- **Work to be completed**:
Output exactly the lines spanning from the line containing "Very low risk." to the last line of the entries, inclusive.

- **Source records**:
PR #324, opened 2017-02-25
Allow user to invoke query and optQuery ,with a JSONPointer

dtalex:
It would be good for user's code readability to be able to invoke methods "query" and "optQuery" with a user-provided JSONPointer

### DIFF
--- a/JSONArray.java
+++ b/JSONArray.java
@@ -980,7 +980,30 @@ public class JSONArray implements Iterable<Object> {
      * @return the item matched by the JSONPointer, otherwise null
      */
     public Object query(String jsonPointer) {
-        return new JSONPointer(jsonPointer).queryFrom(this);
+        return query(new JSONPointer(jsonPointer));
+    }
+    
+    /**
+     * Uses a uaer initialized JSONPointer  and tries to 
+     * match it to an item whithin this JSONArray. For example, given a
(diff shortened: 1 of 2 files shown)


stleary:
Looks reasonable, if nothing comes up in the unit tests, and no objections from @erosb. I will add some tests. Comments need to be cleaned up. For example spelling on line 1365, and param is not a string on line 1380.

erosb:
I checked this PR yesterday and I have no objections. Thanks.

stleary:
This is an enhancement, not a bug fix. API methods using JSONPointer for queries are added as a convenience.

**Risks**
Very low risk. 

**Changes to the API?**
Yes, new API methods are added:
```
jsonObject.query(JSONPointer)
jsonObject.optQuery(JSONPointer)
jsonArray.query(JSONPointer)
jsonArray.optQuery(JSONPointer)
```

No, this change can be rolled into the next release.

Not needed.

No.

Yes. The query(String) and optQuery(String) methods were changed to call the new API. This was a reasonable change.
**NOTE: ** There are a few typos in the comments, which should be fixed the next time this code is touched.

**Review status**
Approved. The usual 3 day review period is skipped, since this pull request has already been up for a month without objection. Will merge in 1 day.

PR #326, opened 2017-03-01
JSONObject and JSONArray suport stream and map/list functions

apolo92:


stleary:
Please resubmit, including a description of what you propose to change, and without the formatting updates which obscure the functional changes. You might want to open an issue first so we can discuss whether this particular change is needed.

johnjaylward:
looks like it was asking for Java8 features, which we aren't ready to support yet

- **Task result**:
Very low risk. 

**Changes to the API?**
Yes, new API methods are added:
```
jsonObject.query(JSONPointer)
jsonObject.optQuery(JSONPointer)
jsonArray.query(JSONPointer)
jsonArray.optQuery(JSONPointer)
```

No, this change can be rolled into the next release.

Not needed.

No.

Yes. The query(String) and optQuery(String) methods were changed to call the new API. This was a reasonable change.
**NOTE: ** There are a few typos in the comments, which should be fixed the next time this code is touched.

**Review status**
Approved. The usual 3 day review period is skipped, since this pull request has already been up for a month without objection. Will merge in 1 day.

PR #326, opened 2017-03-01
JSONObject and JSONArray suport stream and map/list functions

apolo92:


stleary:
Please resubmit, including a description of what you propose to change, and without the formatting updates which obscure the functional changes. You might want to open an issue first so we can discuss whether this particular change is needed.

johnjaylward:
looks like it was asking for Java8 features, which we aren't ready to support yet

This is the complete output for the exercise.